The type argument with option "bbox" is provided because sf objects with >500 vertices will not be accepted by the ALA. In the event you have a large shapefile, using type = "bbox" will at least enable an initial reduction of the data that is downloaded, before finer filtering to the actual shapefile will obtain the desired set of occurrences. Alternatively, one can also perform the "bbox" reduction before passing the shape to galah_geolocate() by using sf::st_bbox().

A common situation for this to occur is when a shapefile with multiple shapes is provided, where we are interested in grouping our results by each shape.
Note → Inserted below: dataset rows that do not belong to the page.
PR #6909, opened 2026-04-05
 Allow plugins to clone existing elements 

Mm2PL:
You can do stuff like:

```lua
c = c2.Channel.by_name('pajlada')
randomel = c:message_snapshot(1)[1]:elements()[3]
c:add_message(c2.Message.new {elements={randomel}})
```
This will copy the first badge of the user from the last message (if its a normal privmsg ofc).
A slightly more complicated plugin that needs functionality like this: https://github.com/Mm2PL/c2-formatting


src/messages/MessageElement.hpp
```diff
@@ -196,6 +196,9 @@ class MessageElement
     /// member.
     virtual std::string_view type() const = 0;
 
+    /// Creates a new identical message element. Used for Lua plugins.
```
Nerixyz:
```suggestion
    /// Creates a new identical message element.
```

Quite useful for other things as well.

src/messages/MessageElement.cpp
```diff
@@ -158,6 +155,15 @@ std::string_view ImageElement::type() const
     return std::remove_pointer_t<decltype(this)>::TYPE;
 }
 
+std::unique_ptr<MessageElement> ImageElement::clone() const
+{
+    auto im = std::make_unique<ImageElement>(this->image_, this->getFlags());
+    im->setLink(this->getLink());
+    im->setTooltip(this->getTooltip());
+    im->setTrailingSpace(this->hasTrailingSpace());
```
Nerixyz: This has to be done for all elements, and it's easy to miss one field (e.g. when updating some functionality). In Chatterino7, I added a `cloneFrom` to `MessageElement` that does this: https://github.com/SevenTV/chatterino7/blob/c37a982fc79742003e02e6674b1a2bfa89502aea/src/messages/MessageElement.cpp#L111-L117. It's called in every `::clone()`.

src/messages/MessageElement.cpp
```diff
@@ -872,6 +946,17 @@ std::string_view TextElement::type() const
 {
     return std::remove_pointer_t<decltype(this)>::TYPE;
 }
+std::unique_ptr<MessageElement> TextElement::clone() const
+{
+    auto text = this->words_.join(' ');
```
Nerixyz: We can reuse the words (utilize the COW of QStringList), because they're already split. You can add a private/protected constructor that takes a list of words and pass `this->words_` along.

Same for `SingleLineTextElement`, `LinkElement`, and `MentionElement`.

src/controllers/plugins/api/Message.cpp
```diff
@@ -852,16 +746,101 @@ void createUserType(sol::table &c2)
...
+                auto el = elementFromTable(tbl);
+                if (el)
+                {
+                    msg->elements.emplace_back(std::move(el));
+                }
+            },
+            [](Message *msg, ElementRef &element) {
+                checkWritable(msg);
+                msg->elements.emplace_back(
+                    std::move(element.constElement()->clone()));
```
Nerixyz: Shouldn't need a `std::move` here

Nerixyz (commented):
In the future, we should also allow plugins to clone whole messages that are then writable again. That should be fairly simple (e.g. https://github.com/SevenTV/chatterino7/blob/c37a982fc79742003e02e6674b1a2bfa89502aea/src/messages/Message.cpp#L107-L135).

As for testing, I'm not sure where the best place is. We have a lot of `Message`s in the eventsub and IRC tests.

src/messages/MessageElement.cpp
```diff
@@ -1141,6 +1276,17 @@ std::string_view MentionElement::type() const
     return std::remove_pointer_t<decltype(this)>::TYPE;
 }
 
+std::unique_ptr<MessageElement> MentionElement::clone() const
+{
+    auto elem = std::make_unique<MentionElement>(
+        this->words_.join(' '), this->userLoginName_, this->fallbackColor_,
```
Nerixyz: Could also use a `QStringList` constructor

src/messages/MessageElement.cpp
```diff
@@ -1141,6 +1276,17 @@ std::string_view MentionElement::type() const
...
+        this->userColor_);
+
+    elem->setTooltip(this->getTooltip());
+    elem->setTrailingSpace(this->hasTrailingSpace());
```
Nerixyz, line 1299:
```suggestion
    elem->cloneFrom(*this);
```

Though we know that the link and flags will be the same. Similar for `LinebreakElement` and others.

Nerixyz (commented):
The TypeScript definitions should be updated and possibly the Markdown docs.

Some tests would be great. Maybe by re-using the inputs we have for the IRC messages ([here](https://github.com/Chatterino/chatterino2/blob/0549d16896e5a0727d53efbda73f7fa55cb6e883/tests/src/IrcMessageHandler.cpp#L596))?

It doesn't have to check against the ground truth even. It's enough if we get a bunch of elements and check that they're still equal after cloning:

```cpp
// not tested
TEST_P(TestIrcMessageHandlerP, CloneElements)
{
    auto channel = makeMockTwitchChannel(u"pajlada"_s, *snapshot);

    VectorMessageSink sink;

    for (auto prevInput : snapshot->param("prevMessages").toArray())
    {
        auto *ircMessage = Communi::IrcMessage::fromData(
            prevInput.toString().toUtf8(), nullptr);
        ASSERT_NE(ircMessage, nullptr);
        IrcMessageHandler::parseMessageInto(ircMessage, sink, channel.get());
        delete ircMessage;
    }

    auto *ircMessage =
        Communi::IrcMessage::fromData(snapshot->inputUtf8(), nullptr);
    ASSERT_NE(ircMessage, nullptr);
    IrcMessageHandler::parseMessageInto(ircMessage, sink, channel.get());
    delete ircMessage;

    for (const auto &message : sink.messages())
    {
        for (const auto&original : message->elements)
        {
            auto originalObj = original->toJson();
            auto clonedObj = original->clone()->toJson();
            ASSERT_EQ(originalObj, clonedObj) 
                << "\noriginal:\n" << QJsonDocument(originalObj).toJson() 
                << "\ncloned:\n" << QJsonDocument(clonedObj).toJson();
        }
    }
}
```

src/messages/MessageElement.cpp
Mm2PL: This would call `MessageElement::setLink` which is an `assert(false)`.

tests/src/IrcMessageHandler.cpp
```diff
@@ -651,3 +651,38 @@ TEST(TestIrcMessageHandlerP, Integrity)
 {
     ASSERT_FALSE(UPDATE_SNAPSHOTS);  // make sure fixtures are actually tested
 }
+
+TEST_P(TestIrcMessageHandlerP, CloneElements)
+{
+    auto channel = makeMockTwitchChannel(u"pajlada"_s, *snapshot);
```
Nerixyz: I think we should use explicit `this->` here, because any change to this will raise a warning again.

Nerixyz (approved):

src/messages/MessageElement.hpp
```diff
@@ -196,10 +196,15 @@ class MessageElement
...
     virtual std::string_view type() const = 0;
 
+    /// Creates a new identical message element.
+    virtual std::unique_ptr<MessageElement> clone() const = 0;
+
 protected:
     MessageElement(MessageElementFlags flags);
     bool trailingSpace = true;
 
+    void cloneFrom(const MessageElement &source);
```
pajlada, line 207: comment

src/messages/MessageElement.hpp
```diff
@@ -264,19 +272,30 @@ class CircularImageElement : public MessageElement
...
+    };
+
 public:
     static constexpr std::string_view TYPE = "text";
 
     TextElement(const QString &text, MessageElementFlags flags,
                 const MessageColor &color = MessageColor::Text,
                 FontStyle style = FontStyle::ChatMedium);
+
+    TextElement(TextElement::CloneConstructorTag, QStringList words,
```
pajlada, line 288: add comment to all of these "public but actually private" constructors, just a one-liner similar to "for use in the internal clone method only"

src/controllers/plugins/api/Message.cpp
```diff
@@ -852,16 +790,100 @@ void createUserType(sol::table &c2)
...
+                auto el = elementFromTable(tbl);
+                if (el)
+                {
+                    msg->elements.emplace_back(std::move(el));
+                }
+            },
+            [](Message *msg, ElementRef &element) {
+                checkWritable(msg);
+                msg->elements.emplace_back(element.constElement()->clone());
+            }));
```
pajlada, line 809: can you add comments to these two overloads

pajlada (changes requested):

pajlada (approved):

pajlada (approved):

Here is a mock workflow using a subset of a shapefile of all 2,184 Brisbane parks.

Let’s say we are interested in knowing which parks in the Brisbane postcode 4075 have the most occurrences of the Scaly-Breasted Lorikeet, Trichoglossus chlorolepidotus, since 2020. We can download the entire shapefile from the above link, and perform our filtering and summarising as follows:

brisbane_parks <- sf::st_read("path/to/Park___Locations.shp") |>
  sf::st_make_valid() |>
  filter(POST_CODE == 4075)
# Convert shapefile to a bounding box
brisbane_parks_bbox <- brisbane_parks |> sf::st_bbox()
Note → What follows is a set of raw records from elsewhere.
PR #6910, opened 2026-04-06
fix(macos): adjust default font size

Leafyzito:
~~I'm so used to the old scaling that I immediately thought of adding this, and probably other people will like having the option to go back too.~~

Changing the default font size to 16 was enough to get things back to normal.

### DIFF
--- a/.github/workflows/build.yml
+++ b/.github/workflows/build.yml
@@ -191,7 +191,7 @@ jobs:
 
       - name: Install Qt6
         if: startsWith(matrix.qt-version, '6.')
-        uses: jurplel/install-qt-action@v4.3.0
+        uses: jurplel/install-qt-action@v4.3.1
         with:
           cache: true
           cache-key-prefix: ${{ runner.os }}-QtCache-${{ matrix.qt-version }}-v2
--- a/.github/workflows/clang-tidy.yml
+++ b/.github/workflows/clang-tidy.yml
@@ -30,7 +30,7 @@ jobs:
 
       - name: Install Qt6
         if: startsWith(matrix.qt-version, '6.')
-        uses: jurplel/install-qt-action@v4.3.0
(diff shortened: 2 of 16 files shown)


pajlada:
What is your monitor setup and what's the difference between legacy & non-legacy scaling for you?

Leafyzito:
Lately I've been using a 13.3-inch display Macbook Air M1 (macOS 26.4, build 25E246)

| Old scaling | New scaling |
| --- | --- |
| Screenshot 2026-04-06 at 5 20 29 PM | Screenshot 2026-04-06 at 5 21 19 PM |

The text in general got smaller and makes badges and emotes look too big and just weird

pajlada:
Have you tried the build from your PR? There were other mac-specific changes I made that are not reverted with legacy scaling

Nerixyz:
> The text in general got smaller and makes badges and emotes look too big and just weird

I think it would be better if we could adjust the font size correctly instead of relying on that flag.

Leafyzito:
> Have you tried the build from your PR? There were other mac-specific changes I made that are not reverted with legacy scaling

Yes, the screenshots were taken from my fork version, but the build from this PR behaves the same way. And everything looks fine to me

Leafyzito:
> I think it would be better if we could adjust the font size correctly instead of relying on that flag.

Setting the font size to 16 on the new scaling seems to put things back to normal. I guess this would fix the issue

Nerixyz:
> Setting the font size to 16 on the new scaling seems to put things back to normal. I guess this would fix the issue

This does sound large. I wonder if that also looks good on pajlada's mac.

If that's too large there, then we might need the flag on macOS. Though I'd still wonder why _we_ need it and other Qt apps don't.

pajlada:
fresh config on my mac mini, no scaling

image

default chat text size looks good compared to right-click menu

pajlada (approved):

# Find all occurrences of Trichoglossus chlorolepidotus in the bounding box in 2022
lorikeet_brisbane <- galah_call() |>
  galah_filter(scientificName == "Trichoglossus chlorolepidotus", 
               year >= 2020) |>
  galah_geolocate(brisbane_parks_bbox, type = "bbox") |>
  atlas_occurrences()
## Data returned for bounding box:
## xmin = 152.96331 xmax = 152.99668 ymin = -27.57737 ymax = -27.51606
## Retrying in 1 seconds.
# Filter records down to only those in the shapefile polygons
lorikeet_brisbane |>
  # Create a point geometry based on the occurrence coordinates
  sf::st_as_sf(coords = c("decimalLongitude", "decimalLatitude"), crs = sf::st_crs(brisbane_parks), remove = FALSE) |>
  # identify which park each occurrence sits in with st_intersects()
  mutate(intersection = sf::st_intersects(geometry, brisbane_parks) |> as.integer(),
         park = ifelse(is.na(intersection), NA, brisbane_parks$PARK_NAME[intersection])) |>
  # Filter out occurrences that did not occur in a park
  filter(!is.na(park)) |>
  # Drop the geometry column
  sf::st_drop_geometry() |>
  # Summarise the top 10 parks for lorikeet sightings in 2022
  group_by(park) |>
  summarise(counts = n()) |>
  arrange(desc(counts)) |>
  head(10)
## # A tibble: 10 × 2
##    park                           counts
##    <chr>                           <int>
##  1 SHERWOOD ARBORETUM                276
##  2 NYUNDARE-BA PARK                  271
##  3 FAULKNER PARK                      51
##  4 STRICKLAND TERRACE PARK            33
##  5 FORT ROAD BUSHLAND                 31
##  6 GRACEVILLE RIVERSIDE PARKLANDS     31
##  7 BENARRAWA RESERVE                  19
##  8 NOSWORTHY PARK                     16
##  9 HORACE WINDOW RESERVE               9
## 10 GRACEVILLE AVENUE PARK              6

Some shapefiles cover large geographic areas with the caveat that even the bounding box doesn’t restrict the number of records to a value that can be downloaded easily. In this case, we recommend more nuances and detailed methods that can be performed using looping techniques. One of our ALA Labs blog posts, Hex maps for species occurrence data, has been written detailing how to approach larger problems such as this.